Issue #736, opened 2021-08-30
exo2nek fails for boundary condition for the TET4+WEDGE6 combination


fatihsarikurt:
TET4+WEDGE6 mesh created by ICEM CFD with defined sideset id's with inlet, outlet, and wall fails to create complete boundary conditions for re2 file. It only passes the inlet and outlet boundary sideset id's. But it does not pass the id for the wall boundary for prism layers (WEDGE6) elements.

PR #737, opened 2021-08-30
corrected variable for correct wedgess and exoss data pass issue #736

fatihsarikurt:
this change solves the problem, tested for the TEX+WEDGE combination, it works


stgeke:
Fixed in https://github.com/Nek5000/Nek5000/commit/d8d6f9cb497cff724c204d72015e7a22ddf57d34

Issue #729, opened 2021-05-27
Name conflicts with Cray LibSci 


stgeke:
If LibSci gets loaded (at runtime) it overwrites conflicting symbols like icopy. This results in a SEGV. We should rename the conflicting symbols. 

Current workaround:  Ensure that LibSci is not loaded.

MalachiTimothyPhillips:
Subroutines to change (looking through `math.f`):

- [ ] icopy
- [ ] cmult
- [ ] iswap
- [ ] isort
- [ ] sort

There may be more.

PR #747, opened 2021-11-09
[WIP] Rename subroutine to avoid cray libsci name conflicts (#729)

MalachiTimothyPhillips:
- `icopy` -> `intcopy`
- `cmult` -> `constMult`
- `iswap` -> `intswap`
- `isort` -> `intsort`
- `sort`  -> `realSort`


stgeke:
Renaming these functions will break user code. For now I cannot think of a good solution to fix this. We're rely on the user to unload the libsci module before nek is getting compiled.

PR #748, opened 2021-11-26
Write PARALLEL and mpif.h in CASEDIR

ashwinvis:
Writing into the core directory triggers a race conditions when multiple
compilations are launched simultaneously. These essential include files
would vanish during compilation. As a fix, instead of copying "in-place"
within the ``core`` directory, the files are copied to CASEDIR.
——————————
- _REQUIREMENT_
In how many lines of the data does the word "boundary" appear? Respond with the number and nothing more.

- _THE COMPLETED TASK_
2